Now, police trucks drive directly into the crowd; the praying ends, the crowds scatter. Police shoot a man in the face with a tear-gas grenade, point-blank (later, video footage of him on the operating table shows up on YouTube, smashed teeth protruding from a hole where his mouth had been). The crowd panics, pursued by four trucks and the far end of the bridge is engulfed in smoke, and now flames, as somebody has torched a car.
It seems like game over, but it’s not. Soon the police are in full retreat, back across the bridge: the crowd has armed itself with traffic barriers and a tube-shaped metal kiosk, which they roll before them on its side like a tank. A water-cannon truck has been captured and the rioters turn this, too, into a moving barricade. The police beat a headlong, terrified retreat. If the crowd pursuing them look like football fans, that’s because many of them are: the ‘ultras’ of Zamalek Sporting Club.
Mahmoud, who I met in Tahrir Square a few weeks later, draped in the flag of Zamalek SC, was among them. ‘There was me and about four thousand others at Qasr al-Nil bridge,’ he recalled. ‘It was a beautiful feeling: to know that Egypt is finally free of all the corruption, the rule of the iron fist.’
The ‘ultras’—named after the notorious Italian football hooligan gangs—had organized for years in the face of police repression, at all big soccer clubs. The police accused the ultras of fostering terrorism and organized crime, and they, in turn, found ways of getting their banners, flares and weapons into the stadiums. They would meet up at pre-arranged venues, ready to fight each other and the cops. On 28 January they were initially summoned to go and smash the demonstration, says Mahmoud, in response to rumours that it was organized by foreign agents:
We came down to see what was the truth behind what the media had been telling us, and found it was all wrong.
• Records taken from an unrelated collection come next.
PR #2049, opened 2025-01-13
[Trusted Entitlements] Do not clear CustomerInfo upon enabling Trusted Entitlements

tonidero:
### Description
Until now, when devs enabled Trusted Entitlements, we would clear the cached `CustomerInfo` and customers would need to refetch the latest value from the server, which could potentially cause delays and/or losing access temporarily.

With this PR, we won't be clearing the cached CustomerInfo anymore. Instead, we would return the cached customer info, which will have a `VerificationResult` of `NOT_REQUESTED`. 

- [ ] Update docs

### DIFF
--- a/purchases/src/main/kotlin/com/revenuecat/purchases/PurchasesFactory.kt
+++ b/purchases/src/main/kotlin/com/revenuecat/purchases/PurchasesFactory.kt
@@ -21,6 +21,7 @@ import com.revenuecat.purchases.common.diagnostics.DiagnosticsFileHelper
 import com.revenuecat.purchases.common.diagnostics.DiagnosticsHelper
 import com.revenuecat.purchases.common.diagnostics.DiagnosticsSynchronizer
 import com.revenuecat.purchases.common.diagnostics.DiagnosticsTracker
+import com.revenuecat.purchases.common.errorLog
 import com.revenuecat.purchases.common.log
 import com.revenuecat.purchases.common.networking.ETagManager
 import com.revenuecat.purchases.common.offerings.OfferingsCache
@@ -113,9 +114,16 @@ internal class PurchasesFactory(
                 warnLog("Diagnostics are only supported on Android N or newer.")
             }
 
-            val signatureVerificationMode = SignatureVerificationMode.fromEntitlementVerificationMode(
-                verificationMode,
-            )
+            val signatureVerificationMode = try {
+                SignatureVerificationMode.fromEntitlementVerificationMode(
+                    verificationMode,
+                )
+            } catch (e: IllegalStateException) {
+                // If we're not able to create the signature verifier, we should disable signature verification
+                // instead of crashing
+                errorLog("Error creating signature verifier: ${e.message}. Disabling signature verification.")
+                SignatureVerificationMode.Disabled
+            }
             val signingManager = SigningManager(signatureVerificationMode, appConfig, apiKey)
 
             val cache = DeviceCache(prefs, apiKey)
--- a/purchases/src/main/kotlin/com/revenuecat/purchases/identity/IdentityManager.kt
+++ b/purchases/src/main/kotlin/com/revenuecat/purchases/identity/IdentityManager.kt
@@ -58,7 +58,7 @@ internal class IdentityManager(
         val cacheEditor = deviceCache.startEditing()
         deviceCache.cacheAppUserID(appUserIDToUse, cacheEditor)
         subscriberAttributesCache.cleanUpSubscriberAttributeCache(appUserIDToUse, cacheEditor)
-        invalidateCustomerInfoAndETagCacheIfNeeded(appUserIDToUse)
+        invalidateETagCacheIfNeeded(appUserIDToUse)
         cacheEditor.apply()
 
         enqueue {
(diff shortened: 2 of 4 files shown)


purchases/src/main/kotlin/com/revenuecat/purchases/PurchasesFactory.kt
```diff
@@ -113,9 +114,16 @@ internal class PurchasesFactory(
...
             }
 
-            val signatureVerificationMode = SignatureVerificationMode.fromEntitlementVerificationMode(
-                verificationMode,
-            )
+            val signatureVerificationMode = try {
+                SignatureVerificationMode.fromEntitlementVerificationMode(
+                    verificationMode,
+                )
+            } catch (e: IllegalStateException) {
```
tonidero, line 121: Added this since I wanted to be extra-safe if we're enabling this for more devs.

purchases/src/main/kotlin/com/revenuecat/purchases/identity/IdentityManager.kt
```diff
@@ -59,7 +58,7 @@ internal class IdentityManager(
         val cacheEditor = deviceCache.startEditing()
         deviceCache.cacheAppUserID(appUserIDToUse, cacheEditor)
         subscriberAttributesCache.cleanUpSubscriberAttributeCache(appUserIDToUse, cacheEditor)
-        invalidateCustomerInfoAndETagCacheIfNeeded(appUserIDToUse, cacheEditor)
+        invalidateETagCacheIfNeeded(appUserIDToUse)
```
tonidero, line 61: Note that I'm still invalidating the ETag cache if the customer info in cache isn't valid, this is because we don't want to reuse an existing response in this case, and we want to receive a full new response

purchases/src/test/java/com/revenuecat/purchases/identity/IdentityManagerTests.kt
```diff
@@ -522,16 +522,13 @@ class IdentityManagerTests {
             true
         )
         identityManager.configure(userId)
-        verify(exactly = 1) {
-            mockDeviceCache.clearCustomerInfoCache(userId, mockEditor)
-        }
```
ajpallares, line 527: Perhaps the same as in iOS should be done here (verify that `clearCustomerInfoCache` is not invoked)?

purchases/src/test/java/com/revenuecat/purchases/identity/IdentityManagerTests.kt
```diff
@@ -540,9 +537,6 @@ class IdentityManagerTests {
...
```
ajpallares, line 545: Same here as above

ajpallares (approved):
I'm not the best one to review this one but it looks good to me. 

Regarding checking in the tests the `clearCustomerInfoCache` is not called: the same point could be if there are any other clear cache calls that should not be executed. I do think making sure that `clearCustomerInfoCache` is not called makes sense because the previous implementation did call it and we don't want it to be executed anymore. But both options are valid, I think.

purchases/src/main/kotlin/com/revenuecat/purchases/PurchasesFactory.kt
JayShortway: Shouldn't this be `IllegalArgumentException`? I see that the constructor of `DefaultSignatureVerifier` calls `Base64.decode()`, which throws `IllegalArgumentException`. Not sure if that is the case you're guarding against here.

purchases/src/main/kotlin/com/revenuecat/purchases/PurchasesFactory.kt
```diff
@@ -113,9 +114,16 @@ internal class PurchasesFactory(
...
+                // If we're not able to create the signature verifier, we should disable signature verification
+                // instead of crashing
+                errorLog("Error creating signature verifier: ${e.message}. Disabling signature verification.")
+                SignatureVerificationMode.Disabled
```
JayShortway, line 125: 2 separate questions:
- What are possible causes for this failure? 
- What will the `VerificationResult` be if this failed? `NOT_REQUESTED` or `FAILED`?

JayShortway (approved):
Looks good! Just some questions.

purchases/src/main/kotlin/com/revenuecat/purchases/PurchasesFactory.kt
tonidero: Nope, the one I was actually trying to protect against is the constructor of `Ed25519`, in the `Tink` library, which we use for verification: https://github.com/tink-crypto/tink-java/blob/4408a238b73da603e908addc944f9c191549d91c/src/main/java/com/google/crypto/tink/subtle/Ed25519Verify.java#L55

purchases/src/main/kotlin/com/revenuecat/purchases/PurchasesFactory.kt
tonidero: > What are possible causes for this failure?

I'm honestly not entirely sure, since it comes from the Tink library we use. I was mostly protecting since I was making sure we didn't cause any unintended behavior.

> What will the VerificationResult be if this failed? NOT_REQUESTED or FAILED?

NOT_REQUESTED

The club HQ kept telling us the protesters were traitors, foreigners, and urging the ultras to go down there and do something about it. But when we got there, to Tahrir, we formed our own opinion: we bonded with the protesters and became part of them.
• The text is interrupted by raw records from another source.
PR #2052, opened 2025-01-13
Add `subscriptionsByProductIdentifier` to `CustomerInfo`

vegaro:
We had more information we were not exposing in the CustomerInfo JSON

This PR adds `CustomerInfo.subscriptionsByProductIdentifier` which has some useful information for devs that don't use the entitlements system

https://github.com/RevenueCat/purchases-ios/pull/4508

### DIFF
--- a/purchases/src/main/kotlin/com/revenuecat/purchases/common/responses/SubscriptionInfoResponse.kt
+++ b/purchases/src/main/kotlin/com/revenuecat/purchases/common/responses/SubscriptionInfoResponse.kt
@@ -11,26 +11,30 @@ import java.util.Date
 @Serializable
 @SuppressWarnings("LongParameterList")
 internal class SubscriptionInfoResponse(
-    @SerialName("purchase_date") @Serializable(with = ISO8601DateSerializer::class) val purchaseDate: Date,
-    @SerialName("original_purchase_date") @Serializable(with = ISO8601DateSerializer::class) val originalPurchaseDate:
-    Date?,
-    @SerialName("expires_date") @Serializable(with = ISO8601DateSerializer::class) val expiresDate: Date?,
-    @SerialName("store") val store: Store,
-    @SerialName("is_sandbox") val isSandbox: Boolean,
-    @SerialName("unsubscribe_detected_at") @Serializable(with = ISO8601DateSerializer::class) val unsubscribeDetectedAt:
-    Date?,
-    @SerialName(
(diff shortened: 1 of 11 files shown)


purchases/src/main/kotlin/com/revenuecat/purchases/utils/EntitlementInfoHelper.kt
```diff
@@ -0,0 +1,23 @@
+package com.revenuecat.purchases.utils
+
+import com.revenuecat.purchases.Store
+import java.util.Date
+
+internal class EntitlementInfoHelper private constructor() {
```
tonidero, line 6: I think you can make this an object
```suggestion
internal object EntitlementInfoHelper {
```
Then, you will need to remove the `companion object` below.

purchases/src/main/kotlin/com/revenuecat/purchases/common/responses/SubscriptionInfoResponse.kt
```diff
@@ -0,0 +1,54 @@
...
+    Date?,
+    @SerialName("expires_date") @Serializable(with = ISO8601DateSerializer::class) val expiresDate: Date?,
+    @SerialName("store") val store: Store,
+    @SerialName("is_sandbox") val isSandbox: Boolean,
+    @SerialName("unsubscribe_detected_at") @Serializable(with = ISO8601DateSerializer::class) val unsubscribeDetectedAt:
+    Date?,
+    @SerialName(
+        "billing_issues_detected_at",
+    ) @Serializable(with = ISO8601DateSerializer::class) val billingIssuesDetectedAt:
+    Date?,
```
tonidero, line 25: Hmm indentation seems weird in some of these?

tonidero (approved):
Just some small things but LGTM!

purchases/src/main/kotlin/com/revenuecat/purchases/utils/EntitlementInfoHelper.kt
vegaro: oh right

purchases/src/main/kotlin/com/revenuecat/purchases/common/responses/SubscriptionInfoResponse.kt
vegaro: right... detekt is doing this. I will see if I can fix it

Ultras from rival club al-Ahly also joined in the fighting. By the end of the day numerous police cars had been torched, the headquarters of Mubarak’s National Democratic Party was on fire, and protesters controlled Tahrir Square.
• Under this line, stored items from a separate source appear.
PR #2053, opened 2025-01-13
[Paywalls V2] Fixes minimum spacing when distribution is `SPACE_BETWEEN`, `SPACE_AROUND` or `SPACE_EVENLY`

JayShortway:
## Description
As the title says. I was planning to do this fully with a custom `Arrangement`. However this is not possible as `Row`/`Column` don't expect a custom `Arrangement` to add any spacing before or after the content. Therefore measurement was off for `SPACE_AROUND` and `SPACE_EVENLY`. To fix this I'm using `padding` to add the required spacing before and after the content.


tonidero (approved):
Ohh right... this is annoying... but can't think of a better solution right now. Looks good!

He’s thin, Mahmoud, with a cheeky smile poking out from beneath his red-and-white Zamalek scarf. He says: ‘Why don’t you ask me about football?’ So I throw him some inane question about Zamalek’s position in the league. He chuckles: ‘Since the revolution I’ve been neglecting football hooliganism for a bigger cause: the revolution. I can speak for both myself and every ultra. We all have.’
A soft coup
On 29 January, with several hundred protesters killed across Egypt, the demonstrators forced the riot cops of the Central Security to vacate the streets; the ordinary police force withdrew too, in a calculated tactic to promote lawlessness. Army units were positioned at strategic points, but having refused an order from the interior ministry to use live ammo on the demonstrators, they took no part in the maintenance of law and order. All across Cairo, neighbourhoods responded by creating vigilante squads armed with clubs and small firearms. The main aim of these groups was to fend off the baltagiya—essentially a network of civilian thugs paid and organized by the police to carry out such beatings, rapes and tortures as are necessary to pacify a city of 22 million people without rights or decent livelihoods.
The moment was essentially a soft coup by the army against the parts of the regime loyal to Mubarak, but at the same time it created ‘fragmented power’ on the streets: not so much the ‘dual power’ of Marxist theory, but the kind of deconstructed power we saw taking shape in the vacuum left by Hurricane Katrina and would see, at isolated moments, in Greece and London later in 2011.